Whence our data

In my reset post, I enumerated some lessons about data and the way people think about it. The first was that we see what we recognize. This is a theme in my stories, because seeing our data in the wrong way can lead us in the wrong direction. When we talk about kinds of data, we might think of data as being something like tables, graphs or text; or maybe numeric or ordinal.

We see what we recognize. So, if we see data in a table, we are going to see it in the context of how we learned about tabular data. I’ve already written about my story of seeing an incidence relation as a bipartite graph and what happened, but we get the same effect from tabular data. A table looks like a matrix. A column or row looks like a vector.

Just like we might be inclined to do graphy things with a graph, we are even more inclined to do matrixy things to something that looks like a matrix. Whether that is a problem or not, we’ll have to explore later, but, for now, let’s just consider that we need to be more careful to understand where our data comes from and what representations of data mean.

Informational proxies and forgetfulness

Let’s imagine a scientific setting as the source of the data we are to analyze. A scientist is studying a physical system, say something like inflammatory response of epithelial cells of kidney tubules. The scientists have a number of ways to observe this response, each of which generates data.

Remember that to support the user in understanding their data we have to keep in mind how they view their own problem. There are other goals, but, in the contexts in which I’ve worked, the scientist’s goal is generally to reason about the system based on the observations they make.

If we think in terms of the system being studied, observation is forgetful. We can only observe what our instruments allow, and so only see some aspects of the system – generally losing relationships that exist. It might be that a scientist will make observations in a way that the structure among observations is preserved. A simple example from soil science is measuring the depth of soil layers in cores drilled in a grid across a study area. In this case, keeping the observations in a grid allows us to infer the soil structure across the study area. But, often, observations are discrete, and while we are interested in how the observed aspects of the system relate, we do not know beforehand.

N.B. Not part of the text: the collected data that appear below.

PR #1683, opened 2018-11-09
Update workflow document

rthallisey:
Document major and minor upgrades for kubevirt.

```release-note
NONE
```


docs/upgrade.md
```diff
@@ -0,0 +1,42 @@
...
+ - Rolling update of virt-controllers pods
+ - Test virt-controller functionality with kubevirt-1.1 data
+ - Rolling update of virt-api pods
+ - Test virt-api functionality with kubevirt-1.1 data
+ - Register kubevirt-1.2 CRD webhooks
+ - Update to kubevirt-1.2 CRDs
+ - Test virt-controller and virt-api functionality with kubevirt- 1.1 and kubevirt-1.2 data
+
+### Virt-launcher Upgrade
+The virt-launcher will be able to function with n-1 and n+1 releases.
```
rmohr: Let's specify this a little bit more. I think something like this is less ambiguous:

```
virt-launcher, which is part of release x.y will be compatible with:
 * all minor kubevirt versions >= y
 * at least the next major version (x + 1)
```

Let's also mention that we may introduce further restrictions once migrations are production ready. Something like

```
Once migrations are production-ready additional compatibility restrictions may be introduced. For example: virt-launcher from x.y can only migrate to other virt-launcher instances of a new major release x +1 and minor release 1. 
```

fabiand:
ping?

rthallisey:
hey @fabiand.  I'll get back to this next week.  Some other tasks had to take priority.

dcritch:
@rthallisey I've been testing some upgrade scenarios and here's what I've got so far.

Major updates, we're kind of screwed right now with the namespace change.

For minor, I did the following and everything seemed to work:
1/ installed the latest kubevirt-manifests RPM
2/ oc apply'ed the new manifest
3/ patched the various daemonsets to always pull the image, e.g.:
`oc patch ds virt-handler -p '{"spec":{"template":{"spec":{"$setElementOrder/containers":[{"name":"virt-handler"}],"containers":[{"imagePullPolicy":"Always","name":"virt-handler"}]}}}}'`
(repeat for all daemonsets and deployment.apps e.g. kube-multus-ds-amd64, ovs-cni-plugin-amd64 and ovs-vsctl-amd64, etc)
4/ delete all the pods to force a fresh pull
`for ds in virt-handler kube-multus-ds-amd64 ovs-cni-plugin-amd64 ovs-vsctl-amd64; do
  echo killing $ds pods
  oc get pods | grep $ds | awk '{print $1}' | xargs oc delete pod
done
`
5/ patch the daemonsets and deploymentapps to revert to default image pull policy, e.g.:
oc patch ds virt-handler -p '{"spec":{"template":{"spec":{"$setElementOrder/containers":[{"name":"virt-handler"}],"containers":[{"imagePullPolicy":"IfNotPresent","name":"virt-handler"}]}}}}'

During the process, running VMs are unaffected and remain available. As you mentioned, they will need to be restarted to pick up the new image. Once a VM has been started one each node with the new image, or after being manually pulled to each node (more cumbersome) the virt-controller deployment can then be patched back to IfNotPresent.

rthallisey:
Moving to https://github.com/kubevirt/kubevirt/pull/1922

PR #1685, opened 2018-11-12
openapi-gen removed from kubernetes/code-generator

mhenriks:

docker-builder container is broken because openapi-gen was removed from kubernetes/code generator in this commit: https://github.com/kubernetes/code-generator/commit/384879d8d5e96ba89dec26f061cd4a0c533f9de4

So, build openapi-gen from kubernetes/kube-openapi.  Unfortunately, that repo is not tagged by k8s release, so use current latest commit.

Fixes #

**Release note**:

```release-note
NONE
```


rmohr:
@mhenriks thanks! :+1:  I guess, first checking out the branch and then  going into the directory would have worked too.

mhenriks:
@rmohr - yeah, I considered checking out the entire kubernetes/code-generator tree then switching to the appropriate release branch once to build all the generators.  But that won't work long term.  Only up to 1.12.  Hopefully they start tagging the kube-openapi repo, though

PR #1688, opened 2018-11-12
Ensure that clusters have enough CPU cores to run multi-core tests

### LINKED ISSUE #1690: "VirtualMachineInstance definition with 3 CPU cores should map cores to virtio net queues" fails
/kind bug

**What happened**:
CI fails on:
```
 (root).Tests Suite.Invoking jobs / check-patch.k8s-multus-1.11.1-release.el7.x86_64 / Configurations VirtualMachineInstance definition with 3 CPU cores should map cores to virtio block queues
5
2472, 2471, 2469, 2467, 2466
(root).Tests Suite.Invoking jobs / check-patch.k8s-multus-1.11.1-release.el7.x86_64 / Configurations VirtualMachineInstance definition with 3 CPU cores should map cores to virtio net queues
```

https://jenkins.ovirt.org/job/kubevirt_kubevirt_standard-check-pr/test_results_analyzer/

**Environment**:
- VM or VMI specifications:
- Kernel (e.g. `uname -a`):
- Install tools:
- Others:

rmohr:

Under certain circumstances our test-infra consumed more than 1.0 cpu cores
which could make nodes non-fit for our cpu core tests. Increasing from 4
to 5 cpu cores to give the infrastrucure 2.0 cores.

Makes it possible to run the mult-core tests under more reliable conditions in the 1.11.1-multus clusters:

```
Configurations VirtualMachineInstance definition with 3 CPU cores should map cores to virtio net queues
Configurations VirtualMachineInstance definition with 3 CPU cores should map cores to virtio block queues
```

Further fixes

```
[Fail] IOThreads IOThreads Policies [It] Should honor shared ioThreadsPolicy 
/root/go/src/kubevirt.io/kubevirt/tests/vmi_iothreads_test.go:65
```

Fixes #1690

**Release note**:

```release-note
NONE
```

### DIFF
--- a/cluster/ephemeral-provider-common.sh
+++ b/cluster/ephemeral-provider-common.sh
@@ -29,7 +29,7 @@ function _registry_volume() {
 }
 
 function _add_common_params() {
-    local params="--nodes ${KUBEVIRT_NUM_NODES} --memory 4096M --cpu 4 --random-ports --background --prefix $provider_prefix --registry-volume $(_registry_volume) kubevirtci/${image} ${KUBEVIRT_PROVIDER_EXTRA_ARGS}"
+    local params="--nodes ${KUBEVIRT_NUM_NODES} --memory 4096M --cpu 5 --random-ports --background --prefix $provider_prefix --registry-volume $(_registry_volume) kubevirtci/${image} ${KUBEVIRT_PROVIDER_EXTRA_ARGS}"
     if [[ $TARGET =~ windows.* ]]; then
         params="--memory 8192M --nfs-data $WINDOWS_NFS_DIR $params"
     elif [[ $TARGET =~ openshift.* ]]; then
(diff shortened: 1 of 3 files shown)


cynepco3hahue:
Can we guarantee that it will consume only 1-2 cores? Maybe we can set CPU limit on the `gocli run` command.

rmohr:
@cynepco3hahue I think that we could only do that easily if we e.g. move all multus components in their own namespace and set a namespace limit. But I guess that then kubernetes would evict pods there if they go over the limits ... Other thoughts?

cynepco3hahue:
@rmohr Or we can just skip this tests for multus environment :smile: I think it does not really need, because we have other jobs that run this test, and multus should not change anything in this case.

rmohr:
For reference: https://jenkins.ovirt.org/job/kubevirt_kubevirt_standard-check-pr/2486/artifact/ci_build_summary.html

rmohr:
@vladikr @stu-gott, now it should finally be ok. Maybe you want to do another review.

rmohr:
All three tests pass now across all lanes.

PR #1691, opened 2018-11-12
Kubevirt namespace

stu-gott:
Switch default namespace to 'kubevirt'

```release-note
Default namespace for KubeVirt components is now kubevirt
```

### DIFF
--- a/automation/test.sh
+++ b/automation/test.sh
@@ -144,7 +144,7 @@ if [ -n "${JOB_NAME}" ]; then
 namespace=${NAMESPACE}
 EOF
 else
-  export NAMESPACE="${NAMESPACE:-kube-system}"
+  export NAMESPACE="${NAMESPACE:-kubevirt}"
 fi
 
 
@@ -179,8 +179,8 @@ kubectl get nodes
 make cluster-sync
 
 # OpenShift is running important containers under default namespace
-namespaces=(kube-system default)
-if [[ $NAMESPACE != "kube-system" ]]; then
+namespaces=(kubevirt default)
+if [[ $NAMESPACE != "kubevirt" ]]; then
   namespaces+=($NAMESPACE)
 fi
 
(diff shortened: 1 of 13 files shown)


fabiand:
/cc @aglitke @mhenriks please note the mentioned carshes.

@stu-gott nice patch :) Could you please also cross-reference the user-guide updates with this bug, to see when they are in place as well?

aglitke:
See https://github.com/kubevirt/containerized-data-importer/issues/531 .  To unblock this, please keep CDI in the kube-system namespace until it can also be moved.

fabiand:
Ping?

rmohr:
@stu-gott @aglitke I don't understand what is blocking us here for moving KubeVirt. On CI we run KubeVirt already completely in random namespaces. We  don't have to install CDI in a special namespace.

fabiand:
@aglitke please provide a feedback today, otherwise I'd suggest to move forward as is.

stu-gott:
@rmohr the problem with this PR as written is that the RBAC rules we create for KubeVirt moved to the new namespace. CDI was depending on them still being in the `kube-system` namespace.

Two possible approaches:

1. KubeVirt keeps an RBAC rule around allowing read-write to ConfigMaps in `kube-system`
2. CDI creates their own RBAC rules for namespaces those components depend on, so that the projects can be independent.

The better approach from my POV is the second path. Is that reasonable @aglitke @mhenriks ?

fabiand:
Ah, so it sounds as if the rule is about this specific configmap, then I'm
good.

stu-gott:
Please note I made the namespace CDI components use configurable separately.

fabiand:
@stu-gott do you know if the CI passes on your local host?

stu-gott:
ci test please

stu-gott:
ci test please

stu-gott:
I believe the one remaining failing test might be spurious.

fabiand:
ci test please

fabiand:
All k8s tests pass, thus looks good to me.

fabiand:
The remaining kube-system namespaces are related to CDI and vendored code.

In fact, the raw data only represents the observations through the filter of the instruments used. So, not only are the observations a proxy of the real system, but the data we see is only a proxy for those observations. Data clean-up is needed to get it into a form that represents what the scientist thinks of as an observation.

In particular, high throughput observation technologies commonly in molecular biology can make large numbers of discrete observations in a way that the observations can be related by temporal or spatial artifacts. These artifacts may be due to how the process starts, or physical properties of the instrument components. As a result, apparent relationships among the observations could be due to the peculiarities of a technology, or even a particular machine. So, the data clean-up has to correct for those effects.

Understanding our data better

The implication of all this is that, to keep things straight, we need to understand that the following are different:

what is observed and the relationships among observations,
how data is (re)presented for human or computational consumption, and
how data is represented mathematically in analysis.

Raw data and the features extracted from it, fall into the middle category – they are informational proxies for the observations. This is where we see data in the form of table/graph/text.

This is where we can begin to do better. Just like in my “don’t fold” story, we need to be careful not to allow the structure of these proxies to influence our understanding of the problem we are trying to solve. Any time we impose structure on the data that is not there originally, we muddy the waters. This is clear in the example of the structure imposed by high throughput technologies, which has the potential to create uncertainty about whether dependencies within the data are due to the structure or actual relationships. Similarly, we need to be conscious that the choices we make in working with data might be introducing structure that is not there, or removing structure that is. There are situations where inducing or losing relationships may not matter, but it still should be a clear decision to do so.